Inside outside, p.35

Inside, Outside, page 35

 

Inside, Outside
Select Voice:
Brian (uk)
Emma (uk)  
Amy (uk)
Eric (us)
Ivy (us)
Joey (us)
Salli (us)  
Justin (us)
Jennifer (us)  
Kimberly (us)  
Kendra (us)
Russell (au)
Nicole (au)



Larger Font   Reset Font Size   Smaller Font  

  No, the clash was on what happened under the canopy. By Jewish custom, old as the Jerusalem hills, a bride walks around her beloved seven times. One can see in old Yiddish films how elaborately this was once done, with a procession of women holding lighted candles, accompanying the girl in her seven circuits. Aunt Faiga was digging in her hooves, saying this made no sense to her. When pressed for the logic behind the custom, Zaideh had explained, “Who doesn’t walk around her groom seven times?”

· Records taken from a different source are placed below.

PR #1741, opened 2026-07-18
Add db_runtime instrumentation for ActiveGraph

### LINKED ISSUE #1291: Add `db_runtime` support to Neo4jrb
In `ActiveRecord`, when a call is made to a database, the execution time for that query is recorded and returned as payload information. This is typically used with `ActiveSupport::Notifications` to deliver more information regarding the total round trip time your application takes to respond to requests. Unfortunately, this is missing in `ActiveNode`/`ActiveRel`.

It would be awesome if we could add this into the gem to be more feature complete to `ActiveRecord`.

The code used to apply the `db_runtime` field is [here](https://github.com/rails/rails/blob/b326e82dc012d81e9698cb1f402502af1788c1e9/activerecord/lib/active_record/railties/controller_runtime.rb)

### Runtime information:
N/A

Neo4j database version:
`neo4j` gem version: 8.0.0.alpha.10
`neo4j-core` gem version: 7.0.0.alpha.6

NA-V10:
Fixes #1291 

This pull introduces/changes:
 * Adds ActiveGraph database runtime instrumentation through `ActiveSupport::Notifications`
 * Adds `ActiveGraph::RuntimeRegistry` to accumulate Neo4j Bolt request runtime
 * Exposes accumulated database runtime as `payload[:db_runtime]` for Rails controller actions
 * Integrates controller runtime tracking through `ActiveSupport.on_load(:action_controller)`
 * Adds unit tests for runtime accumulation, reset behavior, and controller payload integration

## Summary

Adds ActiveGraph database runtime instrumentation to expose `db_runtime` in Rails controller payloads.

This brings ActiveGraph closer to ActiveRecord's database runtime instrumentation behavior.

## Changes

- Added `ActiveGraph::RuntimeRegistry` to accumulate Neo4j Bolt request runtime.
- Subscribed to `neo4j.core.bolt.request` using `ActiveSupport::Notifications.monotonic_subscribe`.
- Added controller runtime integration through `ActiveSupport.on_load(:action_controller)`.
- Reset runtime before controller actions.
- Added accumulated database runtime to `payload[:db_runtime]`.
- Added unit tests for runtime accumulation and controller payload integration.

## Testing

- Added unit tests for runtime accumulation and reset behavior.
- Added controller runtime tests.

Local test execution is currently pending Ruby/Bundler setup on the development environment.

## Summary by CodeRabbit

* **New Features**
  * Added database runtime tracking for Neo4j Bolt requests.
  * Controller request payloads now include accumulated database runtime (`db_runtime`), including support for incrementing when a value is already present.
  * Ensures runtime counters are cleared/reset around each controller action for accurate per-request metrics.
* **Tests**
  * Added unit specs covering runtime accumulation/reset behavior and controller lifecycle integration.

### DIFF
--- a/lib/active_graph/railtie.rb
+++ b/lib/active_graph/railtie.rb
@@ -64,7 +64,13 @@ module ActiveGraph
         config.app_middleware.insert_after ::ActionDispatch::Callbacks, ActiveGraph::Migrations::CheckPending
       end
     end
+    initializer 'activegraph.controller_runtime' do
+      require 'active_graph/railties/controller_runtime'
 
+      ActiveSupport.on_load(:action_controller) do
+        include ActiveGraph::Railties::ControllerRuntime
+      end
+    end
     initializer "activegraph.deprecator" do |app|
       app.deprecators[:activegraph] = ActiveGraph.deprecator
     end
--- a/lib/active_graph/railties/controller_runtime.rb
+++ b/lib/active_graph/railties/controller_runtime.rb
@@ -1,0 +1,22 @@
+require 'active_graph/runtime_registry'
+
+module ActiveGraph
+  module Railties
+    module ControllerRuntime
+      extend ActiveSupport::Concern
+
+      private
+
+      def process_action(*)
+        ActiveGraph::RuntimeRegistry.reset
+        super
+      end
+
+      def append_info_to_payload(payload)
+        super
+
+        payload[:db_runtime] = (payload[:db_runtime] || 0) + ActiveGraph::RuntimeRegistry.reset
+      end
+    end
+  end
+end
--- a/lib/active_graph/runtime_registry.rb
+++ b/lib/active_graph/runtime_registry.rb
@@ -1,0 +1,38 @@
+require 'active_support/isolated_execution_state'
+
+module ActiveGraph
+  module RuntimeRegistry
+    class Stats
+      attr_accessor :db_runtime
+
+      def initialize
+        @db_runtime = 0.0
+      end
+
+      def reset_runtime
+        db_runtime_was = @db_runtime
+        @db_runtime = 0.0
+        db_runtime_was
+      end
+    end
+
+    extend self
+
+    def call(_name, start, finish, _id, _payload)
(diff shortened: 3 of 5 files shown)


klobuczek (commented):
Thanks for this — the core is well modeled on ActiveRecord and looks correct: a per-request `RuntimeRegistry` backed by `ActiveSupport::IsolatedExecutionState`, `process_action` resetting before the action, `append_info_to_payload` using the same `(… || 0) + RuntimeRegistry.reset` shape, milliseconds throughout, and `monotonic_subscribe` (matching how modern AR accumulates). The total `db_runtime` value should be captured accurately.

Comparing against `ActiveRecord::Railties::ControllerRuntime` (7.1.4), two behaviors are missing that we'd want for parity:

1. **`cleanup_view_runtime` is not overridden.** AR overrides it to subtract DB time incurred *during view rendering* from the reported "Views:" runtime (`runtime - queries_rt`), so the log breakdown doesn't double-count. Without it, a Neo4j query triggered during rendering is counted in **both** the view runtime and `db_runtime`. The total `db_runtime` stays correct; only the Views/DB split in the log is skewed. Worth adding the same two-phase reset (before render into an instance var, then after render).

2. **No `log_process_action`.** AR's `ClassMethods#log_process_action` appends `"ActiveRecord: %.1fms"` to the completed-request log line. As written, the value only lands in `payload[:db_runtime]` — available to subscribers/APM, but there's no `"ActiveGraph: X.Xms"` in the default Rails request log. Adding a `log_process_action` that prints it would complete the parity.

One deliberate divergence to call out: `append_info_to_payload` reads `payload[:db_runtime]` (AR reads its own instance var). That's a reasonable *coexistence* choice — in an app running both AR and ActiveGraph, ActiveGraph's time adds onto AR's — but note it creates an ordering dependency between the two concerns, and the single existing log label ("ActiveRecord: …") would then show the combined total. If coexistence is the intent, a short comment saying so would help; otherwise mirroring AR's instance-var approach keeps the two independent.

Also minor: once CI runs (I've approved it), let's make sure the new specs pass on both MRI and JRuby.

  Anyhow, said Faiga, there was no room in Zaideh’s little parlor, which would be jammed with guests, for her to go circling Boris. Zaideh said there was plenty of room. Mama had suggested inviting fewer guests, so as to leave room. Papa’s idea was that guests could step outside at circling time, to make room. I had jested that Boris could turn himself around seven times where he stood, which would give Faiga seven exposures to his perimeter, if that was the idea. Zaideh had commented on my proposal that it was all he could expect from a shaygets raised in Wicked America. And there the matter was deadlocked.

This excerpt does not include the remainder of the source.